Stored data
PR #3822, opened 2024-04-01
Add service/instance/managed labels to HPAs. PAASTA-18226

EvanKrall:
This should make the kube_horizontalpodautoscaler_labels metric from kube-state-metrics more useful.

### DIFF
--- a/paasta_tools/kubernetes_tools.py
+++ b/paasta_tools/kubernetes_tools.py
@@ -910,10 +910,18 @@ class KubernetesDeploymentConfig(LongRunningServiceConfig):
             max_replicas,
             autoscaling_params,
         )
+
+        labels = {
+            paasta_prefixed("service"): self.service,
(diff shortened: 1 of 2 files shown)


paasta_tools/kubernetes_tools.py
```diff
@@ -910,10 +910,17 @@ def get_autoscaling_metric_spec(
             max_replicas,
             autoscaling_params,
         )
+
+        labels = {
```
nemacysts, line 914: might be nice to add the pool here too - then we can easily grab all the HPAs for a given pool

nemacysts (approved):

jfongatyelp (approved):

EvanKrall:
I added pool and refactored the tests to use mock.ANY for labels instead of hard-coding the labels, since these tests aren't meant to test the labels.

jfongatyelp (approved):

> _What the task asks_:
Write out every entry again, keeping each line exactly the same.

> _Solution to this problem_:
PR #3822, opened 2024-04-01
Add service/instance/managed labels to HPAs. PAASTA-18226

EvanKrall:
This should make the kube_horizontalpodautoscaler_labels metric from kube-state-metrics more useful.

### DIFF
--- a/paasta_tools/kubernetes_tools.py
+++ b/paasta_tools/kubernetes_tools.py
@@ -910,10 +910,18 @@ class KubernetesDeploymentConfig(LongRunningServiceConfig):
             max_replicas,
             autoscaling_params,
         )
+
+        labels = {
+            paasta_prefixed("service"): self.service,
(diff shortened: 1 of 2 files shown)


paasta_tools/kubernetes_tools.py
```diff
@@ -910,10 +910,17 @@ def get_autoscaling_metric_spec(
             max_replicas,
             autoscaling_params,
         )
+
+        labels = {
```
nemacysts, line 914: might be nice to add the pool here too - then we can easily grab all the HPAs for a given pool

nemacysts (approved):

jfongatyelp (approved):

EvanKrall:
I added pool and refactored the tests to use mock.ANY for labels instead of hard-coding the labels, since these tests aren't meant to test the labels.

jfongatyelp (approved):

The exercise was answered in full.